Summary
This module focused on configuring secure password policies, which is one of the most important responsibilities for an Enterprise Administrator. Organizations must ensure that access to their company data on Microsoft 365 is always secure. Additionally, the data must also be protected from unauthorized access.
You learned that Microsoft 365 includes various password management features that are maintained through password policies. Password policies require users to complete actions that increase password protection. These tasks can include:
- changing passwords at specified intervals
- creating complex passwords
- resetting their own passwords
- signing in with multifactor authentication
This module also examined how pass-through authentication simplifies user authentication for organizations with a hybrid Microsoft 365 deployment. Until recently, deployment and management of the locally deployed AD FS infrastructure was often too demanding and too complex for some organizations. However, Microsoft Entra pass-through authentication helps ensure that password validation for services that rely on Microsoft Entra ID is always run against an on-premises Active Directory.
This module also examined how multifactor authentication in Microsoft 365 helps increase security. Multifactor authentication requires users to provide a user name and a password while signing in along with a second authentication method. The second authentication method might be acknowledging a phone call, text message, or an app notification on their smartphone. If the user names, passwords, and second authentication method are verified, the users can sign in to Microsoft 365. You also learned that you can enable users who authenticate from a federated, on-premises directory for multifactor authentication.
You also learned about two other password management features - self-service password reset (SSPR) and smart lockout. SSPR enables users to reset their own password without requiring intervention by an administrator. Smart Lockout locks out bad actors who are trying to guess users’ passwords or use brute-force methods to gain access. It can recognize sign-ins coming from valid users and treat them differently than ones of attackers and other unknown sources. Smart Lockout locks out the attackers, while letting your users continue to access their accounts and be productive.

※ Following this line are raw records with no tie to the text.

PR #83, opened 2019-04-19
Add a "distribution" field

quba42:
**DEPENDS ON:** https://github.com/pulp/pulp/pull/3919 (https://pulp.plan.io/issues/4871)
**Fixes**:
- https://pulp.plan.io/issues/4138
- https://pulp.plan.io/issues/4705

The module concluded by examining how to further secure user access through entitlement packages and conditional access policies. Microsoft Entra entitlement management can help an organization efficiently manage access to groups, applications, and SharePoint Online sites for internal users. It can also do the same for users outside the organization who need access to those resources. Conditional access policies, on the other hand, protect regulated content by requiring certain criteria to be met before granting access to the content.